In fact, most database tables are more than 3 or 4 columns, so if your table search function looks up something by “lookup column” and only needs to return a handful of other columns, you can index on “lookup column” and then include the columns you need to return. This could be much smaller than the clustered index, maybe only 10-20% on a table with lots of columns. 30GB extra is much more desirable than 300GB extra.
Indexed columns are those that appear in the WHERE clause of your SQL so if you had SELECT country FROM users WHERE name = 'luke' AND age = 35
then both name
and age
would need to be indexed columns but country
could be included in the index instead.
Why Filtered Indexes then?
In the above example, you could possibly get quite a small index, but if you need to return most or all of the columns in the query then that is where it can fall down. If you index is fully covering, it will be used but will be really large. If it is NOT covering, SQL Server will work out whether to use the index to get the primary key and then a “Key Lookup” to get the missing columns from the clustered index or if it thinks there will be too many key lookups, it will simply ignore the index and scan the clustered index!
Secondly, if you search by a number of different columns, then you might need indexes for all of them so your 30GB index becomes 10 x 30GB indexes and you are back to eating disk space!
This is where a filtered index could be the solution. The filtered index is like a normal index but in addition to setting indexed and included columns, you can define a filter statement like Active = 1
or Age > 20 AND Disabled = 0
and if your query contains part of the where clause that matches this (in any order) then the query planner will prefer your filtered index. It will still be subject to normal optimisation like if it doesn’t return all required columns, it might cause key lookups or be ignored but now the space savings could be significant if your have a table where you are querying only a small number of rows using static comprison functions like Age > 20
rather than something dynamic like name = 'luke'
which is not what a filtered index is for.
I added one to a table of background jobs to process, most of what are already set to Done = 1
so my filtered index is simply based on Done = 0
, which would normally only return maybe max 10 rows. On my 3MB table, it only took 16kb of space, which is probably the smallest it could be anyway and that was an index that was including most of the table columns so that it did not require a key lookup to be performed.

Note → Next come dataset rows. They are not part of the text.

PR #951, opened 2026-08-27
chore(toolchain): add rust-analyzer as a toolchain component

robertohuertasm-datadog:

When using Cursor or VS Code Rust Analyzer won't work and you'll see something like this

image

## What is your solution?

 Added rust-analyzer to rust-toolchain.toml so rustup installs a language server matching the pinned 1.91.1 compiler

### DIFF
--- a/rust-toolchain.toml
+++ b/rust-toolchain.toml
@@ -1,3 +1,4 @@
 [toolchain]
 channel = "1.91.1"
 profile = "default"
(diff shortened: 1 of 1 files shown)


whitemerch (approved):

MikaYuoadas (approved):

ChouraquiBen (approved):
LGTM

PR #956, opened 2026-09-04
fix(ci): give reusable workflows unique concurrency groups

MikaYuoadas:
## What & why
`test-rules`, `docker-build`, and `integration-tests` are called as reusable workflows from `release.yml`. In a reusable call, `github.workflow` resolves to the caller's name, so all three computed the same concurrency group (`Release new version-<tag>`) and cancelled each other mid-release.

## Fix
Hardcode the concurrency group name per workflow file so it no longer depends on which workflow calls it.
Also use `queue: max` instead of `cancel-in-progress: true` so it worst case to just running them sequentially.

### DIFF
--- a/.github/workflows/coverage.yaml.yml
+++ b/.github/workflows/coverage.yaml.yml
@@ -7,8 +7,8 @@ on:
       - main
 
 concurrency:
-  group: ${{ github.workflow }}-${{ github.head_ref || github.ref_name }}
-  cancel-in-progress: true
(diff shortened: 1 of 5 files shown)


ChouraquiBen (dismissed):
LGTM

juli1 (dismissed):

ChouraquiBen (dismissed):
LGTM

ChouraquiBen (approved):

PR #958, opened 2026-09-04
Move AST secret filtering into find_secrets; dedupe language detection

juli1:
Follow-up from [this PR](https://github.com/DataDog/datadog-static-analyzer/pull/953), where we are removing `position_to_byte_offset` and keep the offset logic in `find_secrets`.

Will will make the `ast_filter` available to all flows.

Because we move the AST logic in the `find_secrets` function, some logic (language detection) is moving into the `common` crate.

We will do a follow-up PR later to add support for ast filtering for the IDE plugin.

### DIFF
--- a/crates/bins/src/git_history.rs
+++ b/crates/bins/src/git_history.rs
@@ -183,7 +183,7 @@ fn scan_all_blobs_for_secrets(
                 GIT_HISTORY_BLOB_PLACEHOLDER,
                 &content,
                 options,
-                false,
+                secrets_config.ast_filter,
             );
             if secrets.is_empty() {
                 None
--- a/crates/bins/src/git_history.rs
+++ b/crates/bins/src/git_history.rs
@@ -183,6 +183,7 @@ fn scan_all_blobs_for_secrets(
                 GIT_HISTORY_BLOB_PLACEHOLDER,
                 &content,
                 options,
+                false,
             );
             if secrets.is_empty() {
                 None
--- a/crates/common/src/model/language.rs
+++ b/crates/common/src/model/language.rs
@@ -151,7 +151,7 @@ pub fn get_extensions_for_language(language: &Language) -> Option<Vec<String>> {
     None
 }
 
-// if a langauge only match a file for an exact match, return it
+// if a language only match a file for an exact match, return it
 pub fn get_exact_filename_for_language(language: &Language) -> Option<Vec<String>> {
     for fe in FILE_EXACT_MATCH_PER_LANGUAGE_LIST {
         if fe.0 == *language {
--- a/crates/common/src/model/language.rs
+++ b/crates/common/src/model/language.rs
@@ -1,5 +1,6 @@
 use serde::{Deserialize, Serialize};
 use std::fmt;
+use std::path::Path;
 
 #[derive(Copy, Clone, Deserialize, Debug, Serialize, Eq, Hash, PartialEq)]
 pub enum Language {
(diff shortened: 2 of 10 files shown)


crates/secrets/src/scanner.rs
```diff
@@ -35,14 +38,8 @@ pub fn find_secrets(
     filename: &str,
     code: &str,
     options: &AnalysisOptions,
+    should_filter_using_ast: bool,
```
jasonforal: You are inevitably going to want to change this function to accept a pre-parsed tree, so I would imagine the better function signature would be to accept an `Option<(tree_sitter::Tree, Language)>`, (Some is true, None is false)

I think this is a better design in general, but it'll definitely be needed for IDE support. You mentioned a follow-up PR to implement the IDE. Your call whether you change it now in preparation or churn this code and refactor later

crates/bins/src/git_history.rs
```diff
@@ -183,6 +183,7 @@ fn scan_all_blobs_for_secrets(
                 GIT_HISTORY_BLOB_PLACEHOLDER,
                 &content,
                 options,
+                secrets_config.ast_filter,
```
robertohuertasm-datadog: **blocking**

I did not run a git-history scan. I traced `find_secrets` with this call site. Passing `secrets_config.ast_filter` here does not run the AST filter. It only looks like it does.

`find_secrets` now decides whether to filter with two things at once (`crates/secrets/src/scanner.rs` lines 69 and 92, not in this file): this bool must be `true`, _and_ `get_language_for_file(filename)` must return a language. This call passes `GIT_HISTORY_BLOB_PLACEHOLDER` (`"<git-history-blob>"`, not in this diff, around line 16). That string has no extension, is not an exact `Dockerfile`/`BUILD` match, and does not use the `Dockerfile` prefix, so there is never a language. The match arm that calls `filter_secrets_for_ast` never runs. `is_filtered_by_ast` stays `false` for every git-history match, even when the config flag is on. Pass 2 then clones those results with `clone_with_path` (around line 390) and never filters either.

The placeholder comment still says the scanner only uses the filename for logs. That was true before this PR. Line 69 in `find_secrets` made the filename load-bearing.

Pass 2 already waits for a real path before applying ignore-file checks (`should_ignore_file_for_secret` around line 384, also not in this diff). The AST filter needs the path in the same way: JS/TS vs not comes from the filename, not from the blob bytes. Git stores content and name separately, so the same blob can be `app.js` in one commit (filter applies) and `notes.txt` in another (filter should not). Pass 1 cannot tell those apart. Pass 2 can, and it fans the same `SecretResult` out with `clone_with_path`, so a single flag on the blob would not even be right for both paths.

Would something like this be the right split?

1. Here in pass 1, pass `false`. Update the placeholder comment so it no longer says the filename is logs-only. That keeps git-history matching pre-PR behavior: the HEAD scan still filters, history does not.
2. Optional, not needed in this PR: if git-history should honor `ast_filter` later, that work would live in pass 2, once `path` is known. Derive the language per occurrence, and if the flag is on, run `filter_secrets_for_ast` on those matches (that step needs the blob content again; pass 2 today only has the `SecretResult`). That would be a new feature, fine as a follow-up. It would put history on the same criterion the HEAD scan already uses: JS/TS matches outside a string or comment get flagged. Git-history never did that, including in #953.

In summary, if git-history is meant to stay unfiltered on purpose, (1) alone would be enough. If the experimental flag should mean the same thing for history as it does for HEAD, (2) would be the follow-up. The part that feels off in this PR is passing `true` at a call site that can never filter.

crates/secrets/src/scanner.rs
robertohuertasm-datadog, line 41: **non-blocking**

On [#953](https://github.com/DataDog/datadog-static-analyzer/pull/953#discussion_r3926876050) I was wondering about `ast_filter_language: Option<Language>` on `find_secrets`. The idea was to keep the SDS byte indexes (`start_index` / `end_index`) on the internal match and set `is_filtered_by_ast` in the same place `is_suppressed` is already set (the `#no-dd-secrets` line check, a few lines below in this function). That way we would not convert SDS offsets to `Position` and later invert them back to bytes for the AST. This PR did that part: the indexes are on the internal result, and the filter runs inside `find_secrets`. That is what I was hoping would come out of that earlier note.

The contract around it went a different way: this bool, plus `get_language_for_file(Path::new(filename))` at line 69. That is the same mechanism as the git-history call at `crates/bins/src/git_history.rs` line 186: that site can pass `true` and still never filter, because language is inferred from the filename here. Two ways to skip filtering, and the second one is silent:

- `should_filter_using_ast == false`
- filename does not map to a language, so line 69 returns no language and the match at line 92 never calls `filter_secrets_for_ast`

Git-history pass 1 is that second path (`crates/bins/src/git_history.rs` line 186): the bool can be `true` and nothing is filtered, because the placeholder name is not a language. `crates/bins/src/lib.rs` still calls `get_language_for_file` at line 314 for `is_test_file`, so on the HEAD scan, when this flag is on, detection runs twice on the same path.

Would `Option<Language>` still be simpler? `find_secrets` would not call `get_language_for_file` at all. It would filter only when the caller passes `Some(language)` and that language is in the allow-list. `None` would mean "do not filter", with no second hidden exit. The filename could go back to being mostly for logs, which is what the git-history placeholder comment still claims.

The lookup would move to the callers that already know (or know they do not know) the path:

- HEAD (`crates/bins/src/lib.rs`): it already computes the language for `is_test_file`. It could do that once and pass `Some(lang)` when `ast_filter` is on, or `None` when it is not.
- Git-history pass 1: no path, so it would pass `None`. That would be visible at the call site instead of `true` plus a name that cannot work.
- Server / IDE: they have a real `request.filename`. They could look up the language and pass `Some`, or pass `None` if this path should stay unfiltered.

The bool looks easier because callers only thread `SecretsConfiguration.ast_filter`. The cost is that `find_secrets` has to guess the language from a string that is not always a path, and when it cannot, the flag does not mean what it looks like. `Option<Language>` is one extra argument at each call site, but it makes "can we filter?" a fact the caller already has, not something the scanner infers.

Happy to be told the bool is intentional so secrets does not need a `Language` in its public signature. The silent skip at line 92 is the part that feels easy to miss, and it is what makes the git-history call look wired.

crates/common/src/model/language.rs
```diff
@@ -104,3 +105,232 @@ impl fmt::Display for Language {
...
+        if fe.0 == *language {
+            let extensions = fe.1.to_vec();
+            return Some(extensions.iter().map(|x| x.to_string()).collect());
+        }
+    }
+    None
+}
+
+// filter the file according to a list of extensions
+fn match_extension(path: &Path, extensions: &[String]) -> bool {
```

SO for scenarios where it fits, it is an amazing tool to speed up queries without eating up space. The MS page lists these as suitable scenarios:
- When the values in a column are mostly NULL and the query selects only from the non-NULL values. You can create a filtered index for the non-NULL data rows.
- When rows in a table are marked as processed by a recurring workflow or queue process. Over time, most rows in the table will be marked as processed. A filtered index on rows that aren’t yet processed would benefit the recurring query that looks for rows that aren’t yet processed.
- When a table has heterogeneous data rows (lots of different values). You can create a filtered index for one or more categories of data. This can improve the performance of queries on these data rows by narrowing the focus of a query to a specific area of the table. Again, the resulting index will be smaller and cost less to maintain than a full-table nonclustered index.